**Dataset entries**
· · · · ·

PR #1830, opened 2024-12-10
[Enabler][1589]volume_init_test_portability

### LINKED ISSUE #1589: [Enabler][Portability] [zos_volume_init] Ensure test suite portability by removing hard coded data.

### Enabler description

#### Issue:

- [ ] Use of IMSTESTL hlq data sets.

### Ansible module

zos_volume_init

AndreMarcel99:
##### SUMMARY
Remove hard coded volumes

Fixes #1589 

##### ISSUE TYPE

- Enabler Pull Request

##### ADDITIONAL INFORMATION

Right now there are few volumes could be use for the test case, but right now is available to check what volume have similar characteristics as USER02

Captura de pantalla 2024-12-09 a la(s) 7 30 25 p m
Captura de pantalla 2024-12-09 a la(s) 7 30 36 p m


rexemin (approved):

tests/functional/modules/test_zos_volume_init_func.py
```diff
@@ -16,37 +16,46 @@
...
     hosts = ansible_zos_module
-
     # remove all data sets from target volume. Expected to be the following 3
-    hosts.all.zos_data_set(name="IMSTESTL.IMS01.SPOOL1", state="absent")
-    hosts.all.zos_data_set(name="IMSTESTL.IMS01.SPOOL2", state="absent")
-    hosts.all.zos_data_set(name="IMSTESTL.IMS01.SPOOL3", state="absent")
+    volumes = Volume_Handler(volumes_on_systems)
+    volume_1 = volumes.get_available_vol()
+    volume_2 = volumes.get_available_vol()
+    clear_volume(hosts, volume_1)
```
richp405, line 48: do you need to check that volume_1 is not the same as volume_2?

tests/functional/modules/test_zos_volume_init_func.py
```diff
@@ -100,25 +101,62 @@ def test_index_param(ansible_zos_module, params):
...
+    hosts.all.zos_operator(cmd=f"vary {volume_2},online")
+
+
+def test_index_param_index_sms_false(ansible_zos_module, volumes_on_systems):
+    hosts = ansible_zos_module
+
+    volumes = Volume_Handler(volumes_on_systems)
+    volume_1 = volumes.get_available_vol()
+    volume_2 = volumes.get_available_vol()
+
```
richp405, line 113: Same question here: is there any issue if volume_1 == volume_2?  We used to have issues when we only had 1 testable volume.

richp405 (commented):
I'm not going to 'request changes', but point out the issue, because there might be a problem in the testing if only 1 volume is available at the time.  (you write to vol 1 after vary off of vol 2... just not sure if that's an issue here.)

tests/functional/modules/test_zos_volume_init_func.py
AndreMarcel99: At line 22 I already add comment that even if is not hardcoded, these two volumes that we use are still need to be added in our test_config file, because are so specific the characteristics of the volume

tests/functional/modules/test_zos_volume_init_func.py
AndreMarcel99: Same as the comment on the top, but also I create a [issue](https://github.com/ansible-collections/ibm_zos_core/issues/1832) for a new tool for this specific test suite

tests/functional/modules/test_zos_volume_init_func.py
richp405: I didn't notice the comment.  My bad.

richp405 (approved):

· · · · ·

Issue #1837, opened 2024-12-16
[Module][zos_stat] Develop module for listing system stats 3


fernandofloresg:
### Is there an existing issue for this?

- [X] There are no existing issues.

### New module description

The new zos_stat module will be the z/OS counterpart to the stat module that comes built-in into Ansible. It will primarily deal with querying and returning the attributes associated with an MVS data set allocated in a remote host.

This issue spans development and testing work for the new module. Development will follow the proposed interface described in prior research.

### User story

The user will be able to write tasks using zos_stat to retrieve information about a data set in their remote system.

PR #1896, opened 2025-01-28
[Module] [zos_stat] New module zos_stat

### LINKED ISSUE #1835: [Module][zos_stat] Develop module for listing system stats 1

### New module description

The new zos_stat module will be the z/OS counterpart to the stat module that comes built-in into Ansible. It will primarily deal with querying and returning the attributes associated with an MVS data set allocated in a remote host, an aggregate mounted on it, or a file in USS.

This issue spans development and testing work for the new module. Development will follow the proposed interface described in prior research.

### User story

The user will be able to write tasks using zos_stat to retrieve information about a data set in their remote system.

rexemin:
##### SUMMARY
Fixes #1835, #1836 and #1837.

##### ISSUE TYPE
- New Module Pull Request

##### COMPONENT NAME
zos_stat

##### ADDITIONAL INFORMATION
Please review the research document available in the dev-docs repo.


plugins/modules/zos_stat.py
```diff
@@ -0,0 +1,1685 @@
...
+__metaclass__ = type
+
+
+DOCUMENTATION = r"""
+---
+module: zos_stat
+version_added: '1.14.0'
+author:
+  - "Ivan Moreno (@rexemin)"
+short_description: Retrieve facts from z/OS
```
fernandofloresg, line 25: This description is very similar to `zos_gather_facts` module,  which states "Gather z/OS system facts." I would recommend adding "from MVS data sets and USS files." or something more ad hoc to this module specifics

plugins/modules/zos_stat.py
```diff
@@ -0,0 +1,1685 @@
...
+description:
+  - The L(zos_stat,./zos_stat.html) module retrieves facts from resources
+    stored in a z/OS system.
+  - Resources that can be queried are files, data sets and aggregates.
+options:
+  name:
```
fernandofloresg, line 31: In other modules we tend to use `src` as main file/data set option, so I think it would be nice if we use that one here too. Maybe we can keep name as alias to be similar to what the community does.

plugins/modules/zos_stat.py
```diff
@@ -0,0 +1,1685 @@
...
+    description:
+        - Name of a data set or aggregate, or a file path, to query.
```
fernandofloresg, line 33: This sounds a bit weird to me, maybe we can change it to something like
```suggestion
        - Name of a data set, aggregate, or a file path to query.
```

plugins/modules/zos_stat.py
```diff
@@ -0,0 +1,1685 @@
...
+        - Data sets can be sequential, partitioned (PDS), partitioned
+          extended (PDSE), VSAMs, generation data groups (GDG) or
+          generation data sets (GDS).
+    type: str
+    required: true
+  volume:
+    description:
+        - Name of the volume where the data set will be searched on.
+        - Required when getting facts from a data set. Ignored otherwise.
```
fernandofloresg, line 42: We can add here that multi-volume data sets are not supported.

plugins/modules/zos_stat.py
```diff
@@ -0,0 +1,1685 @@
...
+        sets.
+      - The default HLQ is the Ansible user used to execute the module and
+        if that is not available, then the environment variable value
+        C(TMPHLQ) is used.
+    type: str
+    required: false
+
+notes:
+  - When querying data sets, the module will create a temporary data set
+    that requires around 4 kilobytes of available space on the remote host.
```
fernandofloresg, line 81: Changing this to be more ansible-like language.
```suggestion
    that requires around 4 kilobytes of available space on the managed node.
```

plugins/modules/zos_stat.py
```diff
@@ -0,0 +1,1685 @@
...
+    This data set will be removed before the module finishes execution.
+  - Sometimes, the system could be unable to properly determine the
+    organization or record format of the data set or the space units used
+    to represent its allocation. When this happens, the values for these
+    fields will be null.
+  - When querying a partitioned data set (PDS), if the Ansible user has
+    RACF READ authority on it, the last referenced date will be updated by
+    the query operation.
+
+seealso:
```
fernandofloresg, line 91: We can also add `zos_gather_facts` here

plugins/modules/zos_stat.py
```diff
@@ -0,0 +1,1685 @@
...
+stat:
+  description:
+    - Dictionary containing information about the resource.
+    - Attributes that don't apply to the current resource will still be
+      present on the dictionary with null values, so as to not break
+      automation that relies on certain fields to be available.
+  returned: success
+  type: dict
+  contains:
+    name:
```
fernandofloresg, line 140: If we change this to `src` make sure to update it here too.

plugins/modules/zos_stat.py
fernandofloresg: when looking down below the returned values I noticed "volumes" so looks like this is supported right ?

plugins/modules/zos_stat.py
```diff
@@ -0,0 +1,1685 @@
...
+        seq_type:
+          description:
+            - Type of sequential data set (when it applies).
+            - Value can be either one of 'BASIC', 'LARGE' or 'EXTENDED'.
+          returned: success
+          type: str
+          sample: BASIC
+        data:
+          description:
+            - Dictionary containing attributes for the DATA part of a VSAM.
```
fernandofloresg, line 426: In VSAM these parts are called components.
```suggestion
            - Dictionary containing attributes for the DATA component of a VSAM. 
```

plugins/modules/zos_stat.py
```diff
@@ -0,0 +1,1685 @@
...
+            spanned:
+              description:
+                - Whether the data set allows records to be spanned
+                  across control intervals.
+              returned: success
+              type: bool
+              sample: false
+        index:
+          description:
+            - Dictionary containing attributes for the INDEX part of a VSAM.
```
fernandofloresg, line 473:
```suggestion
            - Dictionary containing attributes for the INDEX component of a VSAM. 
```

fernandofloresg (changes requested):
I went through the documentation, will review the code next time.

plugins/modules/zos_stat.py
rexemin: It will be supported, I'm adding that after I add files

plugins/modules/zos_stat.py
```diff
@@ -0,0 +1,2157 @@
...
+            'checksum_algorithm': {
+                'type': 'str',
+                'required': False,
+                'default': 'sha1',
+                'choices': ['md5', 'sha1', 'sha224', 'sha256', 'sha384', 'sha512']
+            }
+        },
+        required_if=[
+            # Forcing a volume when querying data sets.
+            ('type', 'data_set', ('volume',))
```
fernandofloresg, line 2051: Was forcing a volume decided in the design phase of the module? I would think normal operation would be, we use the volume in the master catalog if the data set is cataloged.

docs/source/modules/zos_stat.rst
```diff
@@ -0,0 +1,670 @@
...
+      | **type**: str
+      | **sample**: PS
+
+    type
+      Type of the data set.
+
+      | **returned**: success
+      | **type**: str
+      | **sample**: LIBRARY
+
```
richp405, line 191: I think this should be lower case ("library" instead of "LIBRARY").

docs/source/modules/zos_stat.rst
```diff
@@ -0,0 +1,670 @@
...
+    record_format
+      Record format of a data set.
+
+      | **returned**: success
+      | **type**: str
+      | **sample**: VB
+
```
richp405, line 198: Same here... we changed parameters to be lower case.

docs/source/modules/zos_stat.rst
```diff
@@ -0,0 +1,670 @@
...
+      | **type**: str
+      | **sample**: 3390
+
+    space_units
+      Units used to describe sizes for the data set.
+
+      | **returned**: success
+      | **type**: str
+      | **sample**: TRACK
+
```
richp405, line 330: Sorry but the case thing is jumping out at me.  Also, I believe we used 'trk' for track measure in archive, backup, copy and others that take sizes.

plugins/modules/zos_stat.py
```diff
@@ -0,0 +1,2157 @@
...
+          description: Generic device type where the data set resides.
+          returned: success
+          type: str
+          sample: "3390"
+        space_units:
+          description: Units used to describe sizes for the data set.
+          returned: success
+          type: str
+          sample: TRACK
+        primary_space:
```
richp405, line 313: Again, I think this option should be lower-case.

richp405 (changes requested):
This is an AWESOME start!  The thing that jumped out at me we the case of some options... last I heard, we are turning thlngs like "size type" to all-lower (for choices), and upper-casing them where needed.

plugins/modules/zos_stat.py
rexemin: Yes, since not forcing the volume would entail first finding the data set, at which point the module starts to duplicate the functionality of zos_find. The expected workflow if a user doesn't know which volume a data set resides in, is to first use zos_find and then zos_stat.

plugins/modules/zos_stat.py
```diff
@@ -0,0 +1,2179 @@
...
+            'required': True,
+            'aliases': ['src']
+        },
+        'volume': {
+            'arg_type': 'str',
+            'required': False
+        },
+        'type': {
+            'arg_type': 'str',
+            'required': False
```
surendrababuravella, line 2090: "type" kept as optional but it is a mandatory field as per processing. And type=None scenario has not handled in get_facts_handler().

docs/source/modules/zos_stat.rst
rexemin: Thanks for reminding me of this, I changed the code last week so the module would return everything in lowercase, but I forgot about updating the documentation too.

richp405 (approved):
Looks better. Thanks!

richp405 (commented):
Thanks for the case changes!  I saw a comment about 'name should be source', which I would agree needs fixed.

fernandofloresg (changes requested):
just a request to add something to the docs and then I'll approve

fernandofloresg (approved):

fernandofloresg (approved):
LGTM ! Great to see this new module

· · · · ·

**Goal of the exercise**
Say, as a bare number, how many lines of the data hold the string "Pull".

**Task response**
2